| Action item |
Show each line of the listing in which the word "FeatureManagement" occurs.

[Start of section]

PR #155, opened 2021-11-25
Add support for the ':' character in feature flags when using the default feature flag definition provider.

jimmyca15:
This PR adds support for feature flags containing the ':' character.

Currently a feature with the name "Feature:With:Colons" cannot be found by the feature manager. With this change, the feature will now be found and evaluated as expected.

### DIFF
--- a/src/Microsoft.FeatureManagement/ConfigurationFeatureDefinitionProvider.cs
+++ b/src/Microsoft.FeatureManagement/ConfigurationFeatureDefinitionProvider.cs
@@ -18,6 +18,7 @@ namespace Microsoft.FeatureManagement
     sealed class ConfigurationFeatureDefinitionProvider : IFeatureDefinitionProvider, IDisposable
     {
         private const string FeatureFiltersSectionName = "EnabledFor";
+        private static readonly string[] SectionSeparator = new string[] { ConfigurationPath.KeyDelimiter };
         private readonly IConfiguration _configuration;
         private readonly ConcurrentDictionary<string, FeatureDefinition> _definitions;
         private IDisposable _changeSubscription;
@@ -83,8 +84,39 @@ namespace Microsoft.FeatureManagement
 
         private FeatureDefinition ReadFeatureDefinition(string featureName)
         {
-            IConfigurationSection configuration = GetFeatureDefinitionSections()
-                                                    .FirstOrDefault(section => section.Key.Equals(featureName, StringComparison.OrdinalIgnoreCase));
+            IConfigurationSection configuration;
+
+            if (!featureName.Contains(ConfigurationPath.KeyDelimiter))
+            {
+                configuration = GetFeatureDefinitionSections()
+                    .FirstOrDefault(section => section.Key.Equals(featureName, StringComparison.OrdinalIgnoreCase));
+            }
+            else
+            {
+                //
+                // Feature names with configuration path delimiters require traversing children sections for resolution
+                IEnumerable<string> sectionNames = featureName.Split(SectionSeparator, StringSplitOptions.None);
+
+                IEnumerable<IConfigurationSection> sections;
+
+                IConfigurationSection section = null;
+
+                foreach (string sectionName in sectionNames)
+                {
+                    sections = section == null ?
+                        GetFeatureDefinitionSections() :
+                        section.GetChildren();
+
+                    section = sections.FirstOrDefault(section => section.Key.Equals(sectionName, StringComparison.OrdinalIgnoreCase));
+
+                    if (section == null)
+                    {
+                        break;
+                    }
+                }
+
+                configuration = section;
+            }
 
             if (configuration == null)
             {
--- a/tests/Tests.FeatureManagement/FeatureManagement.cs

[End of section]
[Start of section]

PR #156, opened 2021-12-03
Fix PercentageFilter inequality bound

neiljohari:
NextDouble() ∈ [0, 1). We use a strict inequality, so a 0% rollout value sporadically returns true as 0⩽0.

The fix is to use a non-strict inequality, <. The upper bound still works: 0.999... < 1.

[End of section]
[Start of section]

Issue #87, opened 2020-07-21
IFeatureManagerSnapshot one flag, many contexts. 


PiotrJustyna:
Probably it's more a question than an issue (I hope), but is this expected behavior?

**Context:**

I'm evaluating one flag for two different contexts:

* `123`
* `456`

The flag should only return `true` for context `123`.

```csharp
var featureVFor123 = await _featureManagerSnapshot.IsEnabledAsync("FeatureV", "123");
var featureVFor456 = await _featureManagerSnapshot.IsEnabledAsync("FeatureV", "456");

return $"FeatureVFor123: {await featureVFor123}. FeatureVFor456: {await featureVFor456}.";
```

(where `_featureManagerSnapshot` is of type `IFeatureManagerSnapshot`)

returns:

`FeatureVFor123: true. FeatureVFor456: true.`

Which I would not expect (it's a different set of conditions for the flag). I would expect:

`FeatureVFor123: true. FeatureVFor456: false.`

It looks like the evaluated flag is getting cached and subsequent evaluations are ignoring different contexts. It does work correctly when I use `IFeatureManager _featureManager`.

[End of section]

| Reply |
--- a/src/Microsoft.FeatureManagement/ConfigurationFeatureDefinitionProvider.cs
+++ b/src/Microsoft.FeatureManagement/ConfigurationFeatureDefinitionProvider.cs
@@ -18,6 +18,7 @@ namespace Microsoft.FeatureManagement
@@ -83,8 +84,39 @@ namespace Microsoft.FeatureManagement
--- a/tests/Tests.FeatureManagement/FeatureManagement.cs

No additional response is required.